Robust learning of halfspaces under log-concave marginals
Jane Lange, Arsen Vasilyan
TL;DR
This work addresses robust learning of halfspaces under isotropic subgaussian log-concave marginals by introducing RobustLearn, an improper agnostic learner that achieves both near-optimal classification error and adversarial robustness. The method combines three components: LearnRealValued, a convex program that finds a low-noise-sensitivity polynomial p with err ≤ opt + O(ε) and NS ≤ O(r+ε); ComputeClassifier, a deterministic four-piece rounding strategy derived via Carathéodory’s theorem to bound error, boundary volume, and isolation; and RobustnessLCA, a local correction that smooths to a globally adversarially robust classifier. The algorithm runs in time d^{ ilde{O}(1/ε^2)} with sample complexity of the same order, matching the efficiency of the best-known improper agnostic learners and extending robustness guarantees beyond Gaussian to log-concave marginals. Additionally, the work provides a verifiable robustness framework under standard complexity assumptions, enabling efficient certification of robustness for the learned model. Overall, it delivers a theoretically principled, computationally feasible path to robust halfspace learning in high dimensions with verifiable robustness properties.
Abstract
We say that a classifier is \emph{adversarially robust} to perturbations of norm $r$ if, with high probability over a point $x$ drawn from the input distribution, there is no point within distance $\le r$ from $x$ that is classified differently. The \emph{boundary volume} is the probability that a point falls within distance $r$ of a point with a different label. This work studies the task of computationally efficient learning of hypotheses with small boundary volume, where the input is distributed as a subgaussian isotropic log-concave distribution over $\mathbb{R}^d$. Linear threshold functions are adversarially robust; they have boundary volume proportional to $r$. Such concept classes are efficiently learnable by polynomial regression, which produces a polynomial threshold function (PTF), but PTFs in general may have boundary volume $Ω(1)$, even for $r \ll 1$. We give an algorithm that agnostically learns linear threshold functions and returns a classifier with boundary volume $O(r+\varepsilon)$ at radius of perturbation $r$. The time and sample complexity of $d^{\tilde{O}(1/\varepsilon^2)}$ matches the complexity of polynomial regression.
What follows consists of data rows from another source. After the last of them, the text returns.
PR #20, opened 2019-04-18
Update index.ts comments

stew-r:
1. Remove extraneous env var docs
2. Clean up the intro comment ("user's code" -> "function code")

Note: if we want to keep the env var docs, we should probably document the CLI args as well.

### DIFF
--- a/src/index.ts
+++ b/src/index.ts
@@ -14,18 +14,8 @@
 // See the License for the specific language governing permissions and
 // limitations under the License.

Our algorithm augments the classic approach of polynomial regression with three additional steps: a) performing the $\ell_1$-error regression under noise sensitivity constraints, b) a structured partitioning and rounding step that returns a Boolean classifier with error $\textsf{opt} + O(\varepsilon)$ and noise sensitivity $O(r+\varepsilon)$ simultaneously, and c) a local corrector that ``smooths'' a function with low noise sensitivity into a function that is adversarially robust.